STUDY MATERIAL
PR #24490, opened 2026-01-19
fix(recording): improve raw file resampling to address A/V sync issues (video)

prlanzarin:
### What does this PR do?

This is the **video** variant of #24481, which will need to be rebased once #24483 is merged.

Raw audio and/or video files with significant PTS gaps may cause noticeable A/V desynchronization or just overall desync compared to the original wall-clock time of raw files.

For video, this affects any of the SFU-based bridges (mediasoup/LiveKit) and all available recorders (Kurento/bbb-webrtc-recorder).

While we do have some resampling code in record-and-playback, it is not sufficient to address large enough gaps. Current behavior either compresses gaps and rewrites PTS to be monotonically increasing (causes overall desync) or do not do any resampling at all (cameras, A/V desync).

This pull request introduces various changes to the resampling of raw **video** files in record-and-playback so that the aforementioned issues are addressed:
- [refactor(recording): add shared media_utils EDL module](https://github.com/bigbluebutton/bigbluebutton/pull/24481/changes/7fe365762c2250ffbdfd4ba2a13f68e1d687836c)
Add a shared media_utils module to record-and-playback that provides
re-usable utils in EDL processing for all sources (A/V).
- [fix(recording): resample videos with large pts gaps](https://github.com/bigbluebutton/bigbluebutton/commit/910fb9bb2e7de1430ea8aed979ab37cbb50ef4b4) 
  - Videos with large gaps were causing high memory usage during processing,
this PR add gap detection and apply a resample to the parts that have
gaps (using the key frame before and after gap).
- [fix(recording): reduce max gap to resample for video](https://github.com/bigbluebutton/bigbluebutton/commit/141af0c38f8f9d3e049c8f44bb300ff822bd23bb) 
  - Reduce to 30s as some recordings still used more than 2GB with one minut.
  
### Closes Issue(s)

None

### DIFF
--- a/record-and-playback/core/lib/recordandplayback/edl/media_utils.rb
+++ b/record-and-playback/core/lib/recordandplayback/edl/media_utils.rb
@@ -1,0 +1,91 @@
+# encoding: UTF-8
+
+# BigBlueButton open source conferencing system - http://www.bigbluebutton.org/
+#
+# Copyright (c) 2024 BigBlueButton Inc. and by respective authors.
+#
+# BigBlueButton is free software: you can redistribute it and/or modify it
+# under the terms of the GNU Lesser General Public License as published by the
+# Free Software Foundation, either version 3 of the License, or (at your
+# option) any later version.
+#
+# BigBlueButton is distributed in the hope that it will be useful, but WITHOUT
+# ANY WARRANTY; without even the implied warranty of MERCHANTABILITY or FITNESS
+# FOR A PARTICULAR PURPOSE.  See the GNU Lesser General Public License for more
+# details.
+#
+# You should have received a copy of the GNU Lesser General Public License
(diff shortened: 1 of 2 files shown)


kepstin:
The problem with high memory usage in ffmpeg when processing large video gaps has been fixed in newer ffmpeg versions. I think the ffmpeg version in Ubuntu 24.04 is ok. The existing code *should* already be handling filling in gaps correctly (keeping audio/video sync), using the features of the `fps` and `tpad` filters. (the "fps" filter is the video equivalent of audio resampling.)

I would still be interested in adding code which stops displaying a webcam during a long gap in order to avoid showing a "frozen" camera for a long time, and that would also avoid the memory problem with old ffmpeg versions as a side-effect.

PR #24492, opened 2026-01-19
fix(timer): sync timer display with meeting timer count

guiiBecker:
### What does this PR do?

Fixes the timer panel to display real-time countdown values synchronized with the meeting timer.

- Changed `useTimer()` to `useTimer(true)` to enable real-time sync via TimerSingleton
- Updated input fields to show real-time values when running, editable values when stopped

### How to test

1. Join a meeting as a moderator
2. Open the timer panel and set a time (e.g., 5 minutes)
3. Click "Start"
4. **Verify:** Timer panel inputs count down in real-time and match the navbar timer indicator
5. Click "Stop" and "Start" again to confirm sync is maintained

### DIFF
--- a/bigbluebutton-html5/imports/ui/components/timer/panel/component.tsx
+++ b/bigbluebutton-html5/imports/ui/components/timer/panel/component.tsx
@@ -842,7 +842,7 @@ const TimerPanel: React.FC<TimerPanelProps> = ({
 
 const TimerPanelContaier: React.FC = () => {
   const [timerActivate] = useMutation(TIMER_ACTIVATE);
-  const { data: timerData } = useTimer(true);
+  const { data: timerData } = useTimer();
   const { data: currentUser } = useCurrentUser();
 
   const amIModerator = !!currentUser?.isModerator;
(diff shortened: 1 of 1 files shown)


bigbluebutton-html5/imports/ui/components/timer/panel/component.tsx
```diff
@@ -842,7 +842,7 @@ const TimerPanel: React.FC<TimerPanelProps> = ({
 
 const TimerPanelContaier: React.FC = () => {
   const [timerActivate] = useMutation(TIMER_ACTIVATE);
-  const { data: timerData } = useTimer();
+  const { data: timerData } = useTimer(true);
```
Arthurk12:
```suggestion
  const { data: timerData } = useTimer();
```
`useTime(true)` is not needed here—the argument is only required by the top-right timer indicator to update the singleton. Even without it, the hook still returns the current time.

Arthurk12 (changes requested):

Arthurk12 (approved):

PR #24507, opened 2026-01-20
fix(external-video): remove duplicate event listener registration & ensure volume bar is visible on YouTube player 

Arthurk12:
### What does this PR do?
- The cleanup function of the useEffect in the external video player was incorrectly adding the event listener again instead of removing it. The `addEventListener` call has been replaced with `removeEventListener`.
- The line that explicitly sets `hideVolume` to `false` for the YouTube player had been commented out. This change restores that assignment to ensure the volume bar is consistently displayed, even though the value was previously being interpreted as `false` due to `undefined`.


germanocaumo (approved):

prlanzarin:
CI failure seems unrelated.

PR #24523, opened 2026-01-22
refactor (gql-middleware): Reduce cache key collision risk by switching to uint64 message keys

gustavotrott:
This PR improves the cache key strategy used for storing JSON diffs between messages.

Previously, the cache key was created by merging two `uint32` values (`previousMessage` and `newMessage`) into a single key, which increased the risk of different message pairs producing the same key.

The new approach converts the two `uint32` values into a single `uint64` key that preserves both original values in full. By keeping each message identifier intact, the likelihood of key collisions is significantly reduced.


TiagoJacobs (approved):
LGTM

PR #24539, opened 2026-01-23
Fix(html5): enforce meetingId filtering across user-related data streams

Tainan404:
### What does this PR do?

* Adds a centralized `filterByMeetingId` utility to scope user-related GraphQL data by `meetingId`.
* Updates relevant queries and subscriptions to include `meetingId`.
* Applies the filter at data boundaries so all consumers receive meeting-scoped results.
* Logs and filters out mismatched meeting data.

### Closes Issue(s)
N/A

### DIFF
--- a/bbb-graphql-server/metadata/databases/BigBlueButton/tables/public_v_pres_page_cursor.yaml
+++ b/bbb-graphql-server/metadata/databases/BigBlueButton/tables/public_v_pres_page_cursor.yaml
@@ -23,6 +23,7 @@ select_permissions:
       columns:
         - isCurrentPage
         - lastUpdatedAt
+        - meetingId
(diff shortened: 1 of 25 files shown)


ramonlsouza (commented):
I tested the changes by setting `const isInMeeting = false` in subscriptionFilters.ts:45 and most places worked as expected, with some exceptions: 
- userlist (has a filter, but not the centralized one)
- whiteboard cursors (multi user whiteboard)
- connection status modal
- talking indicator
- cameras being shared

Could you change these places to also use the centralized filter?

Tainan404:
The voice activy wasn't changed because it's handle by the middleware

ramonlsouza (approved):

PR #24550, opened 2026-01-26
Refactor(html5): Improve deduplication logic for toastify

Tainan404:
### What does this PR do?
Previously, deduplication was based only on the last received props, which could cause issues when multiple notifications of the diferent types were sent at the same time.

This change introduces a customId for each notification and checks whether there is an active toast with that ID. If one exists, the notification timer is reset instead of creating a duplicate toast.

Also removes a old logic for breakouts conversion notification thats' not needed anymore.

### Closes Issue(s)
N/A

### DIFF
--- a/bigbluebutton-html5/imports/ui/components/notifications/component.tsx
+++ b/bigbluebutton-html5/imports/ui/components/notifications/component.tsx
@@ -5,7 +5,6 @@ import useCurrentUser from '../../core/hooks/useCurrentUser';
 import { notify } from '../../services/notification';
 import {
   NotifyPublishedPoll,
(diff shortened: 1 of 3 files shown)


ramonlsouza (commented):
> If one exists, the notification timer is reset instead of creating a duplicate toast.

this part does not seem to be working as expected (the notification does not show up again, but the timer is not resetting), see example of raise hand notification:

https://github.com/user-attachments/assets/c3b0fe25-196a-46ee-9a0d-41b7fdb2bd53

ramonlsouza (approved):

YOUR ASSIGNMENT
Using the listing above, copy exactly the line that contains "- The cleanup", the line that contains "The new approach", and each line that falls between them.

TASK SOLUTION
- The cleanup function of the useEffect in the external video player was incorrectly adding the event listener again instead of removing it. The `addEventListener` call has been replaced with `removeEventListener`.
- The line that explicitly sets `hideVolume` to `false` for the YouTube player had been commented out. This change restores that assignment to ensure the volume bar is consistently displayed, even though the value was previously being interpreted as `false` due to `undefined`.


germanocaumo (approved):

prlanzarin:
CI failure seems unrelated.

PR #24523, opened 2026-01-22
refactor (gql-middleware): Reduce cache key collision risk by switching to uint64 message keys

gustavotrott:
This PR improves the cache key strategy used for storing JSON diffs between messages.

Previously, the cache key was created by merging two `uint32` values (`previousMessage` and `newMessage`) into a single key, which increased the risk of different message pairs producing the same key.

The new approach converts the two `uint32` values into a single `uint64` key that preserves both original values in full. By keeping each message identifier intact, the likelihood of key collisions is significantly reduced.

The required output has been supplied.